On August 26, a suicide bomber detonated a bomb outside the Abbey Gate of Kabul International Airport. A branch of ISIS, known as ISIS-K, claimed responsibility for the bombing.
The attack happened while masses of Afghans desperate to flee Taliban control crowded outside the airport as the US raced to evacuate as many people as possible before the deadline. President Joe Biden ordered the withdrawal from Afghanistan to be done by August 31.
An estimated 170 Afghan civilians died in addition to the 13 service members.

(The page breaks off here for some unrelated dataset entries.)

PR #1277, opened 2020-04-10
update api definition of /peer/heartbeat and /peer/network

wangforthinker:

Update the api of /peer/heartbeat and /peer/network. 

NONE.

no.

### DIFF
--- a/apis/swagger.yml
+++ b/apis/swagger.yml
@@ -649,7 +649,7 @@ paths:
           $ref: "#/responses/500ErrorResponse"
 
   /peer/heartbeat:
-    get:
+    post:
       summary: "report the heart beat to super node."
       description: |
         This endpoint is mainly for reporting the heart beat to supernode.
@@ -657,7 +657,7 @@ paths:
       parameters:
         - name: "body"
           in: "body"
-          description: "request body which contains peer info."
+          description: "request body which contains base info of peer"
           schema:
             $ref: "#/definitions/HeartBeatRequest"
       responses:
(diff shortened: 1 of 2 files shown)


apis/swagger.yml
```diff
@@ -655,11 +655,23 @@ paths:
         This endpoint is mainly for reporting the heart beat to supernode.
         And supernode could know if peer is alive in strem mode.
       parameters:
-        - name: "body"
-          in: "body"
-          description: "request body which contains peer info."
-          schema:
-            $ref: "#/definitions/HeartBeatRequest"
+        - name: ip
```
allencloud, line 658: Is this a Post request, rather than GET?

apis/swagger.yml
```diff
@@ -655,11 +655,23 @@ paths:
...
+          in: query
+          required: true
+          description: "IP of peer."
+          type: "string"
```
allencloud, line 662: format should be `ipv4`

wangforthinker: In api defintion, paramter.types should in [string number boolean integer array], which could not set ipv4.

lowzj: `format: 'ipv4'` if we only support `ipv4`

wangforthinker: done.

apis/swagger.yml
```diff
@@ -1486,31 +1499,6 @@ definitions:
         items:
           $ref: "#/definitions/Node"
 
-  HeartBeatRequest:
```
allencloud, line 1489: If the HTTP request method could be changed into `POST`, please remain the `HeartBeatRequest ` here. That could be better.

wangforthinker: done

allencloud:
LGTM

PR #1279, opened 2020-04-11
test: add unit test case for func IsSuperCID

hs0210:
Signed-off-by: Hu Shuai <hus.fnst@cn.fujitsu.com>


Starnop:
Thanks for your contribution. And well done. However, I have to mention one thing, we need to distinguish what code needs to write unit tests, what code does not need. Maybe here is a discussion you can refer to https://stackoverflow.com/questions/1316848/unit-testing-what-not-to-test. 😄

PR #1285, opened 2020-04-15
pkg: add bitmap in pkg

wangforthinker:

Add bitmap struct.

NONE.

Add unit test.


hhhhsdxxxx:
lgtm!

pkg/bitmap/bitmap.go
```diff
@@ -0,0 +1,211 @@
...
+}
+
+// RestoreBitMap generate the BitMap by input bytes.
+func RestoreBitMap(data []byte) (*BitMap, error) {
+	bm := DecodeToUintArray(data)
+
+	return &BitMap{
+		bm:          bm,
+		maxBitIndex: int32(len(bm)*64 - 1),
+	}, nil
```
xujihui1985, line 56: 这个地方似乎不会有错？需要返回error吗

xujihui1985:
lgtm
Reviewed-by jihui.xjh@antfin.com

pkg/bitmap/bitmap.go
wangforthinker: done

pkg/bitmap/bitmap.go
```diff
@@ -0,0 +1,211 @@
...
+	"sync"
+
+	lbm "github.com/openacid/low/bitmap"
+)
+
+// BitMap is a struct which provides the Get or Set of bits map.
+type BitMap struct {
+	lock        sync.RWMutex
+	bm          []uint64
+	maxBitIndex int32
```
allencloud, line 31: could we just make it a type of `uint32` ?
Then we could ignore validation of it. Otherwise I think we had better validate it when initialization.

wangforthinker: add the validate of all parameters.

wangforthinker: done.

allencloud:
Thanks for the review, @hhhhsdxxxx @xujihui1985 
Could you help to pay another review here? @lowzj Thanks

pkg/bitmap/bitmap.go
```diff
@@ -0,0 +1,228 @@
...
+
+// Set sets or cleans the bits in range [start, end]. if setBit is true, set bits. else clean bits.
+func (b *BitMap) Set(start uint32, end uint32, setBit bool) error {
+	b.lock.Lock()
+	defer b.lock.Unlock()
+
+	return b.setWithoutLock(start, end, setBit)
+}
+
+func (b *BitMap) getWithoutLock(start uint32, end uint32, setBit bool) ([]*BitsRange, error) {
```
lowzj, line 91: The `get` operation is much slower than the `set` operation. Here is a faster algorithm to implement the `get` operation in most cases and its time complexity is as same as `set`: `O((end-start)>>6)`.

Firstly there is basic function(named `__builtin_ctz` in `C` or `runtime/internal/sys#Ctz64` in `GoLang`) should be introduced: counts trailing (low-order) zeroes.

The main flow is similar to `set` and the core steps to process one `uint64` number `x` are as following:
```golang
if !setBit
    x = ^x
while x:
    // start is the value of the trailing zeros of x
    start = Ctz64(x)
    // remove the trailing zeros of x and counts again
    end = Ctz64(^x>>start) + start
    x = x >> end << end
```

wangforthinker: Good suggestion! I have  updated it by the algorithm.

pkg/bitmap/bitmap.go
```diff
@@ -0,0 +1,351 @@
...
+		if x == 0 {
+			break
+		}
+
+		// start is the value of the trailing zeros of x
+		start = uint(Ctz64(x))
+		// remove the trailing zeros of x and counts again
+		end = uint(Ctz64(uint64(^(x >> start)))) + start
+
+		res = append(res, &BitsRange{
```
lowzj, line 192: I think the `append` is a very time-consuming operation compared to the other ops in this function. It's better to remember the `previous end position` of the whole `BitMap`, compare to `current start position` and only execute `append` when the `previous end position` is different from `current start position`, otherwise assign the value of `current start position` to `previous end` then execute the next loop.

wangforthinker: Good suggestion! Done by it.

Issue #1293, opened 2020-04-22
[feature request] make the dfget to get the list of supernodes more flexible


lowzj:
## Why you need it?
Now `dfget` gets the list of supernodes from configuration file or command line parameters.
It's inconvenient to update the list or 
* inconvenient to update client's configuration when scale up or scale down the supernodes cluster.
* cannot customize the selection logic that better fits the user's scenario

## How it could be?
Dragonfly defines the interface how to get supernodes and provides a default implementation that get supernodes from config/CLI. Then users can write a new implementation to select supernodes.

![image](https://user-images.githubusercontent.com/2419214/79968894-56532480-84c3-11ea-8103-6944b862e14e.png)

* `SupernodeLocator` is defined interface which dfget's `core flow` invokes
* `StaticLocator` is the default implementation Dragonfly provided
* `DynamicLocator` is a user customized implementation for example: 
    * it get supernode from `StaticLocator` firstly, and return it to caller if exists
    * otherwise, it get the list of supernodes from remote manager and store the result into local cache for next time

PR #1294, opened 2020-04-22
feature: define the interface SupernodeLocator

lowzj:

issues: #1293 

This pull request just defines the `SupernodeLocator` interface, I will open another pull request to refactor the dfclient to use this interface to get supernode.

### DIFF
--- a/dfget/locator/locator.go
+++ b/dfget/locator/locator.go
@@ -1,0 +1,77 @@
+/*
+ * Copyright The Dragonfly Authors.
+ *
+ * Licensed under the Apache License, Version 2.0 (the "License");
+ * you may not use this file except in compliance with the License.
+ * You may obtain a copy of the License at
+ *
+ *      http://www.apache.org/licenses/LICENSE-2.0
+ *
+ * Unless required by applicable law or agreed to in writing, software
+ * distributed under the License is distributed on an "AS IS" BASIS,
+ * WITHOUT WARRANTIES OR CONDITIONS OF ANY KIND, either express or implied.
+ * See the License for the specific language governing permissions and
+ * limitations under the License.
+ */
+
+package locator
+
+// SupernodeLocator defines the way how to get available supernodes.
+// Developers can implement their own locator more flexibly , not just get the
+// supernode list from configuration or CLI.
+type SupernodeLocator interface {
+	// Get returns the current selected supernode, it should be idempotent.
+	Get() *Supernode
+
+	// Next chooses the next available supernode for retrying or other
+	// purpose. The current supernode should be set as this result.
+	Next() *Supernode
+
+	// GetGroup returns the group with the giving name.
+	GetGroup(name string) *SupernodeGroup
+
+	// All returns all the supernodes.
+	All() []*SupernodeGroup
+
+	// Report records the metrics of the current supernode in order to choose a
+	// more appropriate supernode for the next time if necessary.
+	Report(node string, metrics *SupernodeMetrics)
+
+	// Refresh refreshes all the supernodes.
+	Refresh() bool
+}
+
+// SupernodeGroup groups supernodes which have same attributes.
+// For example, we can group supernodes by region, business, version and so on.
+// The implementation of SupernodeLocator can select a supernode based on the
+// group.
+type SupernodeGroup struct {
+	Name  string
+	Nodes []*Supernode
+
+	// Infos stores other information that user can customized.
+	Infos map[string]string
+}
+
+// GetNode return the node with the giving index.
+func (sg *SupernodeGroup) GetNode(idx int) *Supernode {
+	if idx < 0 || idx >= len(sg.Nodes) {
+		return nil
+	}
+	return sg.Nodes[idx]
+}
+
+// Supernode holds the basic information of supernodes.
+type Supernode struct {
+	Schema    string
+	IP        string
+	Port      int
+	Weight    int
+	GroupName string
+	Metrics   *SupernodeMetrics
+}
+
+// SupernodeMetrics holds metrics used for the locator to choose supernode.
+type SupernodeMetrics struct {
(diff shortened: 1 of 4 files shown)


dfget/locator/locator.go
```diff
@@ -0,0 +1,66 @@
...
+// SupernodeGroup groups supernodes which has same attributes.
+type SupernodeGroup struct {
+	Name  string
+	Nodes []*Supernode
+
+	// Infos stores other information that user can customized.
+	Infos map[string]string
+}
+
+// Supernode basic information of supernodes.
```
SataQiu, line 53:
```suggestion
// Supernode holds the basic information of supernodes.
```

dfget/locator/locator.go
```diff
@@ -0,0 +1,66 @@
...
+type Supernode struct {
+	Schema    string
+	IP        string
+	Port      int
+	Weight    int
+	GroupName string
+	Metrics   *SupernodeMetrics
+}
+
+// SupernodeMetrics the metrics used for locator to choose supernode.
```
SataQiu, line 63:
```suggestion
// SupernodeMetrics holds metrics used for the locator to choose supernode.
```

dfget/locator/static_locator.go
```diff
@@ -0,0 +1,155 @@
...
+	"sync/atomic"
+	"time"
+
+	"github.com/dragonflyoss/Dragonfly/dfget/config"
+	"github.com/dragonflyoss/Dragonfly/dfget/util"
+	"github.com/dragonflyoss/Dragonfly/pkg/netutils"
+)
+
+func init() {
+	rand.Seed(time.Now().UnixNano())
```
SataQiu, line 30: Maybe we can consider moving `rand.Seed(time.Now().UnixNano())` to the beginning of the main function to ensure that it always work and also avoids calling it everywhere. 😕 

```go
func main() {
	rand.Seed(time.Now().UnixNano())
	
	app.Execute()
}
```

dfget/locator/static_locator.go
```diff
@@ -0,0 +1,155 @@
...
+	}
+	return []*SupernodeGroup{s.Group}
+}
+
+func (s *StaticLocator) Report(node string, metrics *SupernodeMetrics) {
+	// unnecessary to implement this method
+	return
+}
+
+func (s *StaticLocator) Refresh() bool {
```
SataQiu, line 129: This looks more like Reset :sweat_smile: How about rename as `Reset`.

dfget/locator/static_locator.go
lowzj: How about move `rand.Seed` to the top package of `dfget` rather than `cmd`? I think this operation should be transparent to the caller.

dfget/locator/static_locator.go
lowzj: This implementation looks more like `Reset`. But considering the different behaviors of other implementations, it may get a new list of supernodes via invoking this method.
So IMOP, `Reresh` is  more appropriate. WDYT?

SataQiu: Make sense!

dfget/locator/static_locator.go
SataQiu: Sure. That's OK with me. Just don't like calling `rand.Seed` everywhere!

lowzj: In order to ensure the independence of this pr, I open another pr #1318  to do this, please take a look.

dfget/locator/static_locator.go
```diff
@@ -0,0 +1,155 @@
...
+}
+
+// ----------------------------------------------------------------------------
+// constructors
+
+// NewStaticLocator constructs StaticLocator which uses the nodes passed from
+// configuration or CLI.
+func NewStaticLocator(nodes []*config.NodeWeight) *StaticLocator {
+	locator := &StaticLocator{}
+	if nodes == nil || len(nodes) == 0 {
```
Starnop, line 48: Using `len(nodes) == 0` is enough here.

dfget/locator/static_locator.go
```diff
@@ -0,0 +1,155 @@
...
+
+func (s *StaticLocator) Next() *Supernode {
+	if s.Group == nil || s.load() >= len(s.Group.Nodes) {
+		return nil
+	}
+	idx := s.inc()
+	if idx >= len(s.Group.Nodes) {
+		return nil
+	}
+	return s.Group.Nodes[idx]
```
Starnop, line 107: How about extract a common method to get node with specified index?

```
func (s *StaticLocator) getNode(index int32) *Supernode(){
    if s.Group == nil || index >= len(s.Group.Nodes) {
		return nil
    }
    return s.Group.Nodes[idx]
}
```

dfget/locator/locator.go
```diff
@@ -0,0 +1,66 @@
...
+type SupernodeLocator interface {
+	// Get returns the current selected supernode, it should be idempotent.
+	Get() *Supernode
+
+	// Next chooses the next available supernode for retrying or other
+	// purpose. The current supernode should be set as this result.
+	Next() *Supernode
+
+	// GetGroup returns the group.
+	GetGroup(name string) *SupernodeGroup
```
Starnop, line 31: Just out of curiosity, why consider add a supernode group concept here? And the `SupernodeGroup` can only be retrieved for viewing. Is it expected that I can choose a group to use?

Starnop:
Please have a rebase for this PR. 😄

dfget/locator/locator.go
lowzj: For example, we can group supernodes by region, business, version and so on. The implementation of SupernodeLocator can select a supernode based on the group. The caller does not need to care about the specific selection logic, but if it is really needed, the supernode list can also be obtained through this interface.

Starnop:
LGTM.

Issue #1284, opened 2020-04-15
Proposal: Dragonfly supports seed  pattern to solve massive proxy requests which may cause huge pressure on rss or supernode.


wangforthinker:
### Backgrounds 
Now the clients of Dragonfly should communicate with supernode when proxying every request.  Thus, when massive machines of a cluster request a large file, supernode may be the key node which influences the continuous improvement of better performance. 

On the other word, every proxy request should at least cost four RTT, such as "register", "peerwait", "getPeerInfo", "proxy from target peer". The first three RTT could be considered as the extra RTT. In our case, there are some demand for low latency. And every request may be small range request and the costs of extra RTT could not be ignored.

So a solution is needed to reduce the extra RTT and the pressure of supernode.

### Idea
`Seed pattern` provides the asynchronously communication with supernode, in which peer could asynchronously fetch the p2p network info from supernode and self simply schedule the target peer to get data.

A seed represents a file which is always defined by `taskUrl`. A peer could be selected as a seed, which provides the seed file to be downloaded by other peers.  And only the seed node could request the resource data from `rss`, by the way which reduces the pressure of `rss`.

#### Feature
-  long live peerserver in dfdaemon.
-  the control stream between peer and  supernode is asynchronization.
-  supernode selects the seed nodes.
-  a peer could be selected as various seeds which represent different url.
-  non-seed peer downloads the range bytes of file from peer nodes.
-  seed allows concurrent download requests even if seed file is not already cached.
-  seed info of peer is persistent even if peer restarts.

#### Architecture Diagram
This  diagram describes the control flow and part data flow.
![image](https://user-images.githubusercontent.com/4704263/79307480-90538200-7f29-11ea-9476-a5149477ff1f.png)

- The communication between supernode and peer is asynchronization, which  includes  `HeartBeat`,`Report`,`Fetch`. 
- `HeartBeat` reports the peer base info to supernode every serval seconds. Thus supernode could update the aliveness of peers.
- `Report` allows peer to report local seeds  info to supernode.
- `Fetch` allows peer to fetch the seeds info of p2p network, so peer knows the location of seed file to get data from seed node.

#### Seed Data Flow
This  diagram describes how the seed node provides the data services.
![image](https://user-images.githubusercontent.com/4704263/79308567-63a06a00-7f2b-11ea-90cc-0ade91d28c98.png)

- `Downloader` requests the data of seed file from `rss`.
- `Uploader` provides the data service to be downloaded by other peers.

PR #1297, opened 2020-04-23
add seed downloader

wangforthinker:
Add downloader for seed file. Please see refer https://github.com/dragonflyoss/Dragonfly/issues/1284.

NONE.

Add ut.

### DIFF
--- a/dfdaemon/seed/downloader.go
+++ b/dfdaemon/seed/downloader.go
@@ -1,0 +1,130 @@
+/*
+ * Copyright The Dragonfly Authors.
+ *
+ * Licensed under the Apache License, Version 2.0 (the "License");
+ * you may not use this file except in compliance with the License.
+ * You may obtain a copy of the License at
+ *
+ *      http://www.apache.org/licenses/LICENSE-2.0
+ *
+ * Unless required by applicable law or agreed to in writing, software
+ * distributed under the License is distributed on an "AS IS" BASIS,
+ * WITHOUT WARRANTIES OR CONDITIONS OF ANY KIND, either express or implied.
+ * See the License for the specific language governing permissions and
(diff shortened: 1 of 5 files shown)


xujihui1985:
LGTM

dfdaemon/seed/downloader.go
```diff
@@ -0,0 +1,130 @@
...
+	"github.com/dragonflyoss/Dragonfly/pkg/limitreader"
+	"github.com/dragonflyoss/Dragonfly/pkg/ratelimiter"
+
+	"github.com/pkg/errors"
+	"github.com/sirupsen/logrus"
+)
+
+// downloader manage the downloading of seed file.
+type downloader interface {
+	DownloadToWriterAt(ctx context.Context, rangeStruct httputils.RangeStruct, timeout time.Duration, writeOff int64, writerAt io.WriterAt, rateLimit bool) (length int64, err error)
```
lowzj, line 39: The parameter list doesn't contain `url` and it's initialized in creating instance of a concrete implementation. Why is it designed this way?

And this method has 2 things to do:
1. downloads data from remote server.
2. writes data into target writer.

I think that the step 2 may be not the responsibility of downloader interface. Will it be better to remove it from the interface?

wangforthinker: 1. a downloader binds to a seed, so the information of seed will be transferred  by creating instance of a concrete implementation.  In the other word, we may support other protocol like http/https/oss/hdfs ,so the parameters may not be easy to define.
2. in our case, we want to cover the error handler of download. And the data finally should be write ,so we do write in  the interface. And some optimization could be make in the interface, such as buffer Write-through which reduces the costs of copying buffer.

PR #1298, opened 2020-04-24
feature: modify dfdaemon port validate method, allow to expose more p…

Komey:

modify dfdaemon port validate method, allow to expose more port to listen.

### Ⅱ. Does this pull request to fix one issue?

NONE

Here is a case:
We have a private docker registry, named https://docker.pt.komey.com.
and we want to make our user to None care about the registry address,
So we'd like to config our DNS（docker.pt.komey.com） record for a specific region to 127.0.0.1 and expose dfdaemon on 443 port. Which may make our users have No feeling about the difference between the regions which didn't deploy dragonfly.

### DIFF
--- a/dfdaemon/config/config.go
+++ b/dfdaemon/config/config.go
@@ -118,7 +118,7 @@ type Properties struct {
 
 // Validate validates the config
 func (p *Properties) Validate() error {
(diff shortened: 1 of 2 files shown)


lowzj:
Thanks for your contributes!
Could you please combine your 3 commits into one?

PR #1302, opened 2020-04-26
fix: GCDSlice returns 1 when slice is empty

lowzj:

The `GCDSlice` does not consider the situation when the giving slice is nil or empty.
This pr makes it returns 1 when s is empty because that any number divided by 1 is still
itself.


Starnop:
LGTM.

PR #1324, opened 2020-05-06
refactor: redefine the behavior of SupernodeLocator

lowzj:

* redefine the behavior of method Get: It should return nil before first calling the Next method.
* add method Size to return the number of supernodes
* fix the implementation of StaticLocator


Starnop:
LGTM.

Honoring Those Who Died In The Line Of Duty
Navy Corpsman Maxton Soviak, 22
Army Staff Sgt. Ryan Knauss, 23
Marines Lance Cpl. Kareem Nikoui, 20
Lance Cpl. David Espinoza, 20
Lance Cpl. Rylee McCollum, 20
Lance Cpl. Jared Schmitz, 20
Cpl. Hunter Lopez, 22
Staff Sgt. Taylor Hoover, 31
Cpl. Daegan William-Tyeler Page, 23
Sgt. Nicole Gee, 23
Cpl. Humberto Sanchez, 22
Lance Cpl. Dylan Merola, 20
Sgt. Johanny Rosario Pichardo, 25
“These 13 fallen warriors, along with many others, made the ultimate sacrifice. Each of them knew their duty, and they accepted the risks,” McClain said on the House floor on Monday.
“They knew the mission and valiantly forged ahead, helping hundreds to safety, overcoming their own fears when a suicide bomb attacked them and took their own lives.”